Stored items:
□ □ □ □
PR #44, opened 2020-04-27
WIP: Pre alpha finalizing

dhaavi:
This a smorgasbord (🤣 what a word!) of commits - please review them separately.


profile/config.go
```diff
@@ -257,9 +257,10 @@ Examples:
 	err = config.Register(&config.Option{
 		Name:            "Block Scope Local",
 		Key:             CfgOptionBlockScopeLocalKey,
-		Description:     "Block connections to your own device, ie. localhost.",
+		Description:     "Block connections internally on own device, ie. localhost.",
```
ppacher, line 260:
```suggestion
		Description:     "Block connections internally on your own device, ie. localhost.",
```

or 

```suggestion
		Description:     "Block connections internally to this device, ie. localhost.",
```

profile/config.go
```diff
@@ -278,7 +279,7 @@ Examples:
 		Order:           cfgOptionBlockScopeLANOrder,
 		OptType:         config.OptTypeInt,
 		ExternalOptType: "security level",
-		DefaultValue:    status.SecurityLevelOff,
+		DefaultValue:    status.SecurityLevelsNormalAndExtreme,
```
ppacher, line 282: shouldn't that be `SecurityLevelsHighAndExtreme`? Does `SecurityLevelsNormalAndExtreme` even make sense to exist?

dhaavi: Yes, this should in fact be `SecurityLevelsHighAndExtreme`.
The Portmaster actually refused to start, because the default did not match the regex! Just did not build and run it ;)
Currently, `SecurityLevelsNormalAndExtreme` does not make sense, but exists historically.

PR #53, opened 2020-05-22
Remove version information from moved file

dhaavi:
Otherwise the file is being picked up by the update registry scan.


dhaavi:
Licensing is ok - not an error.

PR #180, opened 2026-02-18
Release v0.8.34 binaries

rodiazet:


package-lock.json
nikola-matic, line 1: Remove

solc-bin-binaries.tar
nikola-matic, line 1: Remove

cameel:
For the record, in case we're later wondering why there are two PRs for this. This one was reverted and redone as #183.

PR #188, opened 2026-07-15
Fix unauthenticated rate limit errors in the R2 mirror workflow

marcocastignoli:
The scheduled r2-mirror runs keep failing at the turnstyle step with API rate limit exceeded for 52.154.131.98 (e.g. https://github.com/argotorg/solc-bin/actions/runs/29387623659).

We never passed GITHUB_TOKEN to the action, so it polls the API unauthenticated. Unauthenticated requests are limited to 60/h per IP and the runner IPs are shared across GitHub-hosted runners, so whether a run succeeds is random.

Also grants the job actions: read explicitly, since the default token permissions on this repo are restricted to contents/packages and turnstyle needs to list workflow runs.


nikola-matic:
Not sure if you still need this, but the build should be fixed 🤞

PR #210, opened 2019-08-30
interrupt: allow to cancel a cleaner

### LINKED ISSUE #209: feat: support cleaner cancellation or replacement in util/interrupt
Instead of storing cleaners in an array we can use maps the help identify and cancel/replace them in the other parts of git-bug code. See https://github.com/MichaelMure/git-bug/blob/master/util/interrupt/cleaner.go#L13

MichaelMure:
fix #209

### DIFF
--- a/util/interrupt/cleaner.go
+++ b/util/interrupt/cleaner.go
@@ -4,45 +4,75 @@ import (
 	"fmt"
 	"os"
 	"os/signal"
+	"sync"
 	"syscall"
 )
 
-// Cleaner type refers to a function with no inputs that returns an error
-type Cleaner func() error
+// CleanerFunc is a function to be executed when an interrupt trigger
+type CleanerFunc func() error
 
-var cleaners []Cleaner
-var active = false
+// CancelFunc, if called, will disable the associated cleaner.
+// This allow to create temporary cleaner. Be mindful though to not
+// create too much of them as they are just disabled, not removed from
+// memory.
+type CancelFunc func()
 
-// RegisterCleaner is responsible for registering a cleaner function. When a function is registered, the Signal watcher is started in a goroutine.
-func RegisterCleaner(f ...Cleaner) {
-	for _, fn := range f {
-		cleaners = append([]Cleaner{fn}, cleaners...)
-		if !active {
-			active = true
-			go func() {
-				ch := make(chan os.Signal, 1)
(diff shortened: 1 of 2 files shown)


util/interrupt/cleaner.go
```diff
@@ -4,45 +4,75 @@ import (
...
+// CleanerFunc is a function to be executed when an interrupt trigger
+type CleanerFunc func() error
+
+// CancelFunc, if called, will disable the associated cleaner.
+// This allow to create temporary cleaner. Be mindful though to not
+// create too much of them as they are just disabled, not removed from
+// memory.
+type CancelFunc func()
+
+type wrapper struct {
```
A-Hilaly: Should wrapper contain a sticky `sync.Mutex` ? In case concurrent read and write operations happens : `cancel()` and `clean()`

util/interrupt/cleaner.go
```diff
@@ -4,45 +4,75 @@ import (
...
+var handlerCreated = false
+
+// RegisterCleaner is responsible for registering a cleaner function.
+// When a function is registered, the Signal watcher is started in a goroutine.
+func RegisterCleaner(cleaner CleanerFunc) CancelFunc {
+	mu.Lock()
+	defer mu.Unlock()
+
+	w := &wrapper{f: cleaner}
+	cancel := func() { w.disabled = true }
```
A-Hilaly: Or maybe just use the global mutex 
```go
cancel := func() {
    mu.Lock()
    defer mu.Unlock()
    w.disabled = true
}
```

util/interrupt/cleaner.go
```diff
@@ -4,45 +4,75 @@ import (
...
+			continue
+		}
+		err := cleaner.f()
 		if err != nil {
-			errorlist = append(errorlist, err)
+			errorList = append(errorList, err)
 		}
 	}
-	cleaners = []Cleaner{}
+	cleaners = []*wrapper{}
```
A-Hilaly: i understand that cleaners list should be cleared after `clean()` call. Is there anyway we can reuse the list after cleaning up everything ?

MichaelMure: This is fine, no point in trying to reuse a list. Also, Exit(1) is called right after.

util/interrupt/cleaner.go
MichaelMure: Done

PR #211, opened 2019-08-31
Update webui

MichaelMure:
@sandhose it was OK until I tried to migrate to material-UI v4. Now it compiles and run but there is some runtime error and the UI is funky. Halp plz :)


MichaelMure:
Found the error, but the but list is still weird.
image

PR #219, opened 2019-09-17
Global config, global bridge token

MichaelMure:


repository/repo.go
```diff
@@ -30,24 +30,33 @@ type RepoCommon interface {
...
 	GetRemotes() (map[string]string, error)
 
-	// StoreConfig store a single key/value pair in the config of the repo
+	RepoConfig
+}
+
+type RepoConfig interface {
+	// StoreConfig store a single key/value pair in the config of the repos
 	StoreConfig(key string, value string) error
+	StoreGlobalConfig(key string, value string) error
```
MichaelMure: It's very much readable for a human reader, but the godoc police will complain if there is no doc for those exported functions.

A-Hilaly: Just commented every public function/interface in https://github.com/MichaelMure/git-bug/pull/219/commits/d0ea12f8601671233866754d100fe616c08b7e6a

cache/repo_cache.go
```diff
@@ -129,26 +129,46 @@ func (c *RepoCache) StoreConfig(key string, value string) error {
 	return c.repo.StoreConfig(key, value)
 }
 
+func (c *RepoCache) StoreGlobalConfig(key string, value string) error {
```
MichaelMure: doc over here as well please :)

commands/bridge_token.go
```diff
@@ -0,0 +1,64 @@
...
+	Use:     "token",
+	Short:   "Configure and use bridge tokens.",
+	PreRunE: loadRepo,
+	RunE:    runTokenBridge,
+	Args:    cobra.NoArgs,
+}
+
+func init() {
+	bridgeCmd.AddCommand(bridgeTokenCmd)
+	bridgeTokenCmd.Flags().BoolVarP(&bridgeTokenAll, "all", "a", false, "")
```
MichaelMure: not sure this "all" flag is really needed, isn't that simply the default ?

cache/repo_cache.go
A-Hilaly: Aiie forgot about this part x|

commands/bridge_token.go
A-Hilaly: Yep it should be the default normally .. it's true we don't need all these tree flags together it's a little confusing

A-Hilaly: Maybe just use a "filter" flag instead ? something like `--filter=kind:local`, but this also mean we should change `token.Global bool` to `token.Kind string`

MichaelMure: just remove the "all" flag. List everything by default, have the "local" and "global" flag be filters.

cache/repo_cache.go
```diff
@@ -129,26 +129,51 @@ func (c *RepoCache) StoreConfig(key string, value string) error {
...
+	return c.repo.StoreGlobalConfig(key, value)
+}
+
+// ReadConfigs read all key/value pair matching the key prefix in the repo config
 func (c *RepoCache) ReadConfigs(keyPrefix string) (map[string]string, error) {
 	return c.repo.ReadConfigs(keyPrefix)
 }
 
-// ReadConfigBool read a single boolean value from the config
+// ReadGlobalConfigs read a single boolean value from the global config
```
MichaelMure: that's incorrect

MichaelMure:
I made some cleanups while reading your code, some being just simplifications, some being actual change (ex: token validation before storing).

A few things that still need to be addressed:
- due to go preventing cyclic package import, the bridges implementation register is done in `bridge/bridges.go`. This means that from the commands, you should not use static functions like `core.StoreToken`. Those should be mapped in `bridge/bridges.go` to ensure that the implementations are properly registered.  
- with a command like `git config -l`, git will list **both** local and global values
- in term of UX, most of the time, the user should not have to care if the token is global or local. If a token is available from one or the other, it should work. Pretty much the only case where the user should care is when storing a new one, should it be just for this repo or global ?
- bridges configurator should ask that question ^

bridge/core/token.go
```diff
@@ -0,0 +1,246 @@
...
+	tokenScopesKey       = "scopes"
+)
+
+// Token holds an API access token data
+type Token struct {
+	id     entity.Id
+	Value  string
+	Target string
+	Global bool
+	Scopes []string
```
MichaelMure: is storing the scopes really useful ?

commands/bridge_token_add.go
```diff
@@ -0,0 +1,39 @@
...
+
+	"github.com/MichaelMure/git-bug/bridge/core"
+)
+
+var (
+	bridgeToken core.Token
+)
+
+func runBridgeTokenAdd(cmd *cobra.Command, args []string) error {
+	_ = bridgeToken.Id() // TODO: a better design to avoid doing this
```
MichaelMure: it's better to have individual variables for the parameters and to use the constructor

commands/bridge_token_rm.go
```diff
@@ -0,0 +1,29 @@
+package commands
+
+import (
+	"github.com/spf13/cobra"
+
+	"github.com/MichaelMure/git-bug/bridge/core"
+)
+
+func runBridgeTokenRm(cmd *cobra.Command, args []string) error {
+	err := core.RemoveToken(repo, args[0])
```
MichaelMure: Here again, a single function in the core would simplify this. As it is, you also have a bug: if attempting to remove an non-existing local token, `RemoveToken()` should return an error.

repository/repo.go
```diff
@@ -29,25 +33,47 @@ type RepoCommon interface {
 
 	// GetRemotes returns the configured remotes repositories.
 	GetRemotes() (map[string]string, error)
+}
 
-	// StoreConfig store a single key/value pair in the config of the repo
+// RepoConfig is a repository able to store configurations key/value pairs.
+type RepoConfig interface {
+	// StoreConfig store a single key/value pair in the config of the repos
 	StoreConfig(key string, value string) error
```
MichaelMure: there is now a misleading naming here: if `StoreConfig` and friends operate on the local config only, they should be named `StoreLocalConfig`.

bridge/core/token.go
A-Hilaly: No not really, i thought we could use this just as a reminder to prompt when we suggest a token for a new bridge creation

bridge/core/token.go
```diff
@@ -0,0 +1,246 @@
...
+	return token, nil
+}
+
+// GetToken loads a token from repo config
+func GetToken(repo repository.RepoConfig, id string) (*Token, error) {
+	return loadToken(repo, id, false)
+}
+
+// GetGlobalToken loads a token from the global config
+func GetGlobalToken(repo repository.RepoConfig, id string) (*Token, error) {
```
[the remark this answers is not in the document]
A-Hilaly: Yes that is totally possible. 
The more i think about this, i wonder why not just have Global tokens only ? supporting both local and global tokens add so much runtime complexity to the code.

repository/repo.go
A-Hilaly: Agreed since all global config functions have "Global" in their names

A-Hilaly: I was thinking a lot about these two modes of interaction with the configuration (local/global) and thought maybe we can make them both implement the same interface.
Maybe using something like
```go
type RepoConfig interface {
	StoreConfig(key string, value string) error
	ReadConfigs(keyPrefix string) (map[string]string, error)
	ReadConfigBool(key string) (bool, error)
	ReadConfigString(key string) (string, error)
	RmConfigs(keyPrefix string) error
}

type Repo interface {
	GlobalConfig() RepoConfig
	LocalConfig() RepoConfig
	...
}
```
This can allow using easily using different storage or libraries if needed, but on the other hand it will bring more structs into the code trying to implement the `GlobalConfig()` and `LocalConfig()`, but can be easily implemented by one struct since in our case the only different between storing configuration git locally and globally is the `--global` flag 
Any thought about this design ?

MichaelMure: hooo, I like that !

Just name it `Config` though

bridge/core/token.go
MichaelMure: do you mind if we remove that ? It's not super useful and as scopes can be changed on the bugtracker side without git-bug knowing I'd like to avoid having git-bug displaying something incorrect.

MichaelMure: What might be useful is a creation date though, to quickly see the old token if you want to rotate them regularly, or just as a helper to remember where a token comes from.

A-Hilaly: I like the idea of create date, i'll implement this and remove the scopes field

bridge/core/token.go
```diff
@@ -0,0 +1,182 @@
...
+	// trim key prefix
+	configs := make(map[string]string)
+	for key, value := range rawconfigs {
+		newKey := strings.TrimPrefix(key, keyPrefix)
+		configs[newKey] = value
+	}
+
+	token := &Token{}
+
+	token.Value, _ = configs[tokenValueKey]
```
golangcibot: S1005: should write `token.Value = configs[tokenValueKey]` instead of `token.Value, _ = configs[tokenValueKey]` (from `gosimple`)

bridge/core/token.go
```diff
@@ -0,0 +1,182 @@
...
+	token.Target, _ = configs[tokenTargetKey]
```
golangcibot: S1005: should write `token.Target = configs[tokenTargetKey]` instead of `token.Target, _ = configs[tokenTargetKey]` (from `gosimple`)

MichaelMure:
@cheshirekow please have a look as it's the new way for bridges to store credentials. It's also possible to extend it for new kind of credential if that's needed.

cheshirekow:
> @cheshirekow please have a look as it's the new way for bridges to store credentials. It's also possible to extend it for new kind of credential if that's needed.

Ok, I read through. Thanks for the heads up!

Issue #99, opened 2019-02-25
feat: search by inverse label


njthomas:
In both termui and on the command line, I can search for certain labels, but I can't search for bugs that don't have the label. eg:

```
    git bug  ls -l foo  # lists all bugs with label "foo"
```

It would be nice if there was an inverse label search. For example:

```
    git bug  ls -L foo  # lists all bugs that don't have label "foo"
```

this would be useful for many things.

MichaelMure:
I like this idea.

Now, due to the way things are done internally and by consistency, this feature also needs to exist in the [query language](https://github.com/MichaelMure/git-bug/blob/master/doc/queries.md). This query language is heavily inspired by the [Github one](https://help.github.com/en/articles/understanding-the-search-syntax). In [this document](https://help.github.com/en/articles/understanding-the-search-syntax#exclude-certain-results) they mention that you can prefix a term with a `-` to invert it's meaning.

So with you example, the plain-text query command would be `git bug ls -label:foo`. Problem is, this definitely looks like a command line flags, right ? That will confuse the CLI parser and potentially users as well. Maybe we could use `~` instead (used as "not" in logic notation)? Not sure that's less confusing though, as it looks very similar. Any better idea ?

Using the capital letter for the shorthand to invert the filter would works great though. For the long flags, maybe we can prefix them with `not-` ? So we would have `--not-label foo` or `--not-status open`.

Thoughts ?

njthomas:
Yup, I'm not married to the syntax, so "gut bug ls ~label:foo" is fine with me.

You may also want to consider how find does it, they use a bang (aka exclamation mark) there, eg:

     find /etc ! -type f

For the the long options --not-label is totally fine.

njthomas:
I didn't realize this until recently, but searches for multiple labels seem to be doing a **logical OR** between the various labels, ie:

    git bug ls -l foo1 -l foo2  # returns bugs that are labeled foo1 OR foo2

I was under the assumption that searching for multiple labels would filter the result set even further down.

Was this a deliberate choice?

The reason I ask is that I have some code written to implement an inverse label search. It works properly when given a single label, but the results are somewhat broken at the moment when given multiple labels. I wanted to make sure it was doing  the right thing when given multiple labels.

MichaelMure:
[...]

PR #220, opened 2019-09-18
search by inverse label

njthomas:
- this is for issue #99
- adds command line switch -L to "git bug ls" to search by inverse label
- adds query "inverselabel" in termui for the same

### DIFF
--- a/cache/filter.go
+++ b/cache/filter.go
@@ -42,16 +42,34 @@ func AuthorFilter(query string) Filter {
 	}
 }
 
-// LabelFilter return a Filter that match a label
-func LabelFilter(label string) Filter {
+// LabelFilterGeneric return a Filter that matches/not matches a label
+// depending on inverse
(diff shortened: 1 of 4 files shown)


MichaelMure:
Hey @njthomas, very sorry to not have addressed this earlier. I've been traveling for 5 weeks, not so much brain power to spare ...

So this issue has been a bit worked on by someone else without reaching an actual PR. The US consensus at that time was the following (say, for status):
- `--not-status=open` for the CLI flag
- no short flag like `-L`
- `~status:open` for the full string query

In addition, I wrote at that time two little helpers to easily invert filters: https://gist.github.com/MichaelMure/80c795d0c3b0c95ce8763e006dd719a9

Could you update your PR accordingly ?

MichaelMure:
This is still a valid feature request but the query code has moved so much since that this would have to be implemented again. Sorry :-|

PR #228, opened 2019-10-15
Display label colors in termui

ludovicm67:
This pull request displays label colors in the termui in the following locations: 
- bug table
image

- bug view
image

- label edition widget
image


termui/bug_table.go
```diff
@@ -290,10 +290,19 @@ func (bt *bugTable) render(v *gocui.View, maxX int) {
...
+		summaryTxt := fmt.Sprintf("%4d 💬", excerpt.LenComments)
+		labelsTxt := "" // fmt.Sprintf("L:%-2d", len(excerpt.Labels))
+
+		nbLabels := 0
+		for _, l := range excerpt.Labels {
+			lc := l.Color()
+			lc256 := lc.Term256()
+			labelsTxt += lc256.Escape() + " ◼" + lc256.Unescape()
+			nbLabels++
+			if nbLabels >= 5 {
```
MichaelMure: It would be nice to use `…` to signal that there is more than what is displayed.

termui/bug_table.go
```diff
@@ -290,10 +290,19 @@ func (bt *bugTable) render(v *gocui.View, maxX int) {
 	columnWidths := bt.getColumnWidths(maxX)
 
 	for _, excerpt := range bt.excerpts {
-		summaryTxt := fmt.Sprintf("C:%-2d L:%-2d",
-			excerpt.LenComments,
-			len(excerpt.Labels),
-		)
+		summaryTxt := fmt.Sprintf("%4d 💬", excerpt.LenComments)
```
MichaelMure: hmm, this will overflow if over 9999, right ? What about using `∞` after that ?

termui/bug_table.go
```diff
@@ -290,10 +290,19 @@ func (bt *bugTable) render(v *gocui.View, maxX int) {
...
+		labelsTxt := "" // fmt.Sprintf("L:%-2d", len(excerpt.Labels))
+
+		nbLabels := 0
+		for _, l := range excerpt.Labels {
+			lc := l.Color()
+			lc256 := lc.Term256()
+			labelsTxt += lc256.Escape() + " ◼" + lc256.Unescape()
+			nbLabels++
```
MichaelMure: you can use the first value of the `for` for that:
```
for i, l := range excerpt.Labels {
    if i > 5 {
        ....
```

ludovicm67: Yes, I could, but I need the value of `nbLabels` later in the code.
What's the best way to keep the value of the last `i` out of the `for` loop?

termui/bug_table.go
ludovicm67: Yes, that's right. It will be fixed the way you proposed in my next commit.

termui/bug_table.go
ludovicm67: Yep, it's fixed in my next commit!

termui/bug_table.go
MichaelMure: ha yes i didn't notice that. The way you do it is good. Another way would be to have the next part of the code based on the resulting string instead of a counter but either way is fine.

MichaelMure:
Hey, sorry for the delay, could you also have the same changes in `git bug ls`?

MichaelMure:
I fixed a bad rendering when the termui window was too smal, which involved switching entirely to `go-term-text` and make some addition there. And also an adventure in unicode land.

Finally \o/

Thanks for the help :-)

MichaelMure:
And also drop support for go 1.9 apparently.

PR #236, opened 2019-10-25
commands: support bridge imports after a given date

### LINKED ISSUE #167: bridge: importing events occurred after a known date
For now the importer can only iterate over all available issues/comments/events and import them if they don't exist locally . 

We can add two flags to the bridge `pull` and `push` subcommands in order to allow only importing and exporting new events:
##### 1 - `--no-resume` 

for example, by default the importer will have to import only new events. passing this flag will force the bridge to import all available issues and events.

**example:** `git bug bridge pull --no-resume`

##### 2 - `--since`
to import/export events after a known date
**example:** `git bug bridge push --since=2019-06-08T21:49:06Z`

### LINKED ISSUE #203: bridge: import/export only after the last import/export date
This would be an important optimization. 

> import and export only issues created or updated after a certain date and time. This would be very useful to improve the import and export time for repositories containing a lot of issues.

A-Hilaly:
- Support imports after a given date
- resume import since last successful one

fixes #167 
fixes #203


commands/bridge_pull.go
□ □ □ □
> _Prompt_: Return every line from the entries that holds the string "same".

> _Task response_:
A-Hilaly: I was thinking a lot about these two modes of interaction with the configuration (local/global) and thought maybe we can make them both implement the same interface.
- adds query "inverselabel" in termui for the same
Hey, sorry for the delay, could you also have the same changes in `git bug ls`?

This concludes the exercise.